FIG. 21A shows a conventional conductive bridging random access memory (CBRAM) type element 2100 having a bottom cathode (i.e., inert electrode) 2199, an ion conducting layer (solid electrolyte) 2197, and a top anode (i.e., active electrode) 2195. Conventional element 2100 can be programmed between different resistance states by application of a potential between the electrodes (2199 and 2195). Application of a programming potential can cause metal atoms to ionize and ion conduct within ion conducting layer 2197 to form conductive regions, e.g., a “filament” 2193. The presence or absence of such a filament 2193 can determine a data value stored by the memory element 2100. Anode 2195 can be a source of a metal that can ion conduct within ion conducting layer 2197. In the conventional CBRAM type element 2100, ion conducting layer 2197 has a large contact area with the anode 2195 and the cathode 2199, being in contact with a bottom surface of the anode 2195 and a top surface of the cathode 2199. In addition, a filament 2193 remains unconstrained in a direction transverse to filament creation. That is, a filament 2193 can generally grow in the vertical direction of FIG. 21A, and be relatively unconstrained in a horizontal direction (as well as in a direction directed into cross sectional view shown).
A drawback to some conventional CBRAM type elements can be a tendency for a filament to agglomerate back into an electrode and/or within ion conducting layer 2197 in a fashion detrimental to a conductive path between the electrodes (2199 and 2195). A representation of undesirable agglomeration is shown in FIG. 21B. FIG. 21B shows element 2100 after the passage of time and/or after temperature cycles. Agglomeration of atoms of the filament 2193′ can result in an undesirable change in resistance of element 2100 from a low resistance to a higher resistance. This can present limits to data retention and/or thermal stability of the memory element 2100.

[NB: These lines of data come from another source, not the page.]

PR #30, opened 2018-05-21
Fixes

vishakha041:
In case of errors, the lack of PMGDQueryHandler pointer cleanup was causing problems. And not being able to set the number of attempts for RWLock was annoying for some application use cases. This pull request address both the problems.

### DIFF
--- a/src/PMGDQueryHandler.cc
+++ b/src/PMGDQueryHandler.cc
@@ -386,6 +386,8 @@ int PMGDQueryHandler::query_node(const protobufs::QueryNode &qn,
     if (!bool(ni)) {
         set_response(response, PMGDCmdResponse::Empty,
                        "Null search iterator\n");
+        if (has_link)
+            start_ni->reset();
         return -1;
     }
 
@@ -413,6 +415,8 @@ int PMGDQueryHandler::query_node(const protobufs::QueryNode &qn,
         if (bool(*tni)) {  // Not unique and that is an error here.
             set_response(response, PMGDCmdResponse::NotUnique,
                            "Query response not unique\n");
+            if (has_link)
+                start_ni->reset();
             delete tni;
             return -1;
         }
--- a/src/PMGDQueryHandler.cc
+++ b/src/PMGDQueryHandler.cc
@@ -49,12 +49,14 @@ void PMGDQueryHandler::init()
 {
     std::string dbname = VDMSConfig::instance()
                         ->get_string_value("pmgd_path", "default_pmgd");
+    unsigned attempts = VDMSConfig::instance()
+                        ->get_int_value("max_lock_attempts", RWLock::MAX_ATTEMPTS);
  
     // Create a db
     _db = new PMGD::Graph(dbname.c_str(), PMGD::Graph::Create);
 
     // Create the query handler here assuming database is valid now.
-    _dblock = new RWLock();
+    _dblock = new RWLock(attempts);
 }
 
 void PMGDQueryHandler::destroy()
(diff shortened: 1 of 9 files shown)


src/RWLock.h
```diff
@@ -52,15 +52,15 @@ namespace VDMS {
...
-        static const unsigned MAX_ATTEMPTS      = 10;
+        static const size_t MAX_BACKOFF_DELAY = 500000000;
 
         uint16_t xadd(volatile uint16_t &m, uint16_t v)
             { return ::xadd<uint16_t>(m, v); }
         void atomic_and(volatile uint16_t &m, uint16_t v)
             { ::atomic_and<uint16_t>(m, v); }
 
         volatile uint16_t _rw_lock;
+        unsigned _max_attempts;
```
philiplantz: This should be const (since it is initialized in the constructor). This may allow compiler to improve code generation in the methods where it is used.

philiplantz: I don't see where _max_attempts is used.

src/PMGDQueryHandler.h
```diff
@@ -119,6 +119,7 @@ namespace VDMS {
 
     public:
         static void init();
+        static void destroy();
```
philiplantz: Why isn't this a destructor?

src/PMGDQueryHandler.cc
```diff
@@ -57,6 +57,16 @@ void PMGDQueryHandler::init()
     _dblock = new RWLock();
 }
 
+void PMGDQueryHandler::destroy()
+{
+    if (_db) {
```
philiplantz: This test isn't needed.

src/RWLock.h
philiplantz: I guess it's not clear that this is the comment that caused me to withhold approval. The other comments are questions/suggestions.

src/PMGDQueryHandler.h
vishakha041: just pairs up with an init

philiplantz: Okay, I can see that. But init is needed (I assume) because the information required to perform initialization isn't available at construction time. The same concern doesn't apply to using a destructor, and I think performing this cleanup work in the destructor would be preferable.

philiplantz: As you pointed out, the object is a static member, so the destructor isn't called at the time when this destroy function is called.

src/RWLock.h
```diff
@@ -80,7 +80,9 @@ namespace VDMS {
         }
 
     public:
-        RWLock() : _rw_lock(0) {}
+        static const unsigned MAX_ATTEMPTS      = 10;
```
philiplantz: This should be called DEFAULT_MAX_ATTEMPTS.

tests/python/TestEntities.py
```diff
@@ -98,13 +98,13 @@ def findEntity(self, thID):
...
 
     def test_runMultipleAdds(self):
-
         simultaneous = 1000;
         thread_arr = []
         for i in range(1,simultaneous):
             thread_add = Thread(target=self.addEntity,args=(i,) )
             thread_add.start()
             thread_arr.append(thread_add)
+            time.sleep(0.002)
```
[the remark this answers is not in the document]
vishakha041: I think we can create a separate issue. What I noticed here is....msync increases how long PMGD takes. That means the reader writer lock has more timeouts and so more threads wait. That somehow seems to be messing with some queue that starts denying newer threads from even getting connected. Needs more exploring which I don't want to hold up this pull request for.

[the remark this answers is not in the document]
vishakha041: Also, one of the things we need to figure now at the VDMS layer is that timeout based locking is bound to cause more failures since threads don't get to wait however long. Do we introduce internal retries or let the client retry? We should of course try to figure out the right values as we run more experiments but just saying.

PR #34, opened 2018-08-14
Feature descriptors

luisremis:
Adds Descriptors functionality:
AddDescriptorSet
AddDescriptor
FindDescriptor
ClassifyDescriptor

### DIFF
--- a/src/DescriptorsCommand.cc
+++ b/src/DescriptorsCommand.cc
@@ -1,0 +1,887 @@
+/**
+ * @file   DescriptorsCommand.cc
+ *
+ * @section LICENSE
+ *
+ * The MIT License
+ *
+ * @copyright Copyright (c) 2017 Intel Corporation
+ *
+ * Permission is hereby granted, free of charge, to any person obtaining a copy
+ * of this software and associated documentation files (the "Software"),
+ * to deal in the Software without restriction,
+ * including without limitation the rights to use, copy, modify,
+ * merge, publish, distribute, sublicense, and/or sell
+ * copies of the Software, and to permit persons to whom the Software is
+ * furnished to do so, subject to the following conditions:
+ *
+ * The above copyright notice and this permission notice shall be included in
+ * all copies or substantial portions of the Software.
+ *
+ * THE SOFTWARE IS PROVIDED "AS IS", WITHOUT WARRANTY OF ANY KIND, EXPRESS OR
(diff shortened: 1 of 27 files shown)


src/DescriptorsCommand.cc
```diff
@@ -0,0 +1,902 @@
...
+        findDesc.removeMember("entities");
+
+        convert_properties(entities);
+
+        std::cout << json_responses << std::endl;
+        std::cout << (*ids).size() << std::endl;
+
+        // This should never happen as ids will be have all (and only)
+        // the valid elements at this point
+        assert(entities.size() == (*ids).size());
```
crstrong: I know we were having an issue with this assert when all the features were identical within the vector. I know that they shouldn't all be identical, but is assert the right response? (Maybe we should throw here instead?)

src/DescriptorsManager.h
```diff
@@ -0,0 +1,64 @@
...
+        static DescriptorsManager* instance();
+
+        /**
+         *  Handles descriptors and lock for the descriptor
+         *  This is a blocking call until the descriptor is free
+         *
+         *  @param path  Path to the descriptor set
+         */
+        VCL::DescriptorSet* get_descriptors_handler(std::string path);
+        void flush();
```
crstrong: When does this get called?

src/DescriptorsCommand.cc
```diff
@@ -0,0 +1,902 @@
...
+        eng = VCL::TileDBDense;
+    else if (eng_str == "TileDBSparse")
+        eng = VCL::TileDBSparse;
+    else
+        throw ExceptionCommand(DescriptorSetError, "Engine not supported");
+
+    // This can be a problem. If this fails, we will have a node in pmgd
+    // linking to this broken directory. We can probably set up a mechanism
+    // to fix a broken link when detected later, same with images.
+    // For now, we use the defaul faiss index.
```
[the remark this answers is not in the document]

Another drawback to some conventional CBRAM type elements can be insufficient thermal stability. In particular, if subject to sufficiently high temperatures, or sufficient durations at elevated temperatures, the anode 2195 can agglomerate in an amount large enough to create an electrical short between the electrodes (e.g., 2199 and 2195) through the ion conducting layer (e.g., 2197). A representation of undesirable agglomeration of the anode 2195 is shown in FIG. 21C. Grain 2196 of agglomerated anode 2195′ can contact electrode 2199. Such a contact can be detrimental to the ability of a memory element 2100 to be programmed to a high-resistance state. This can present limitations on the ability of a memory cell 2100 to store data based on changes in impedance.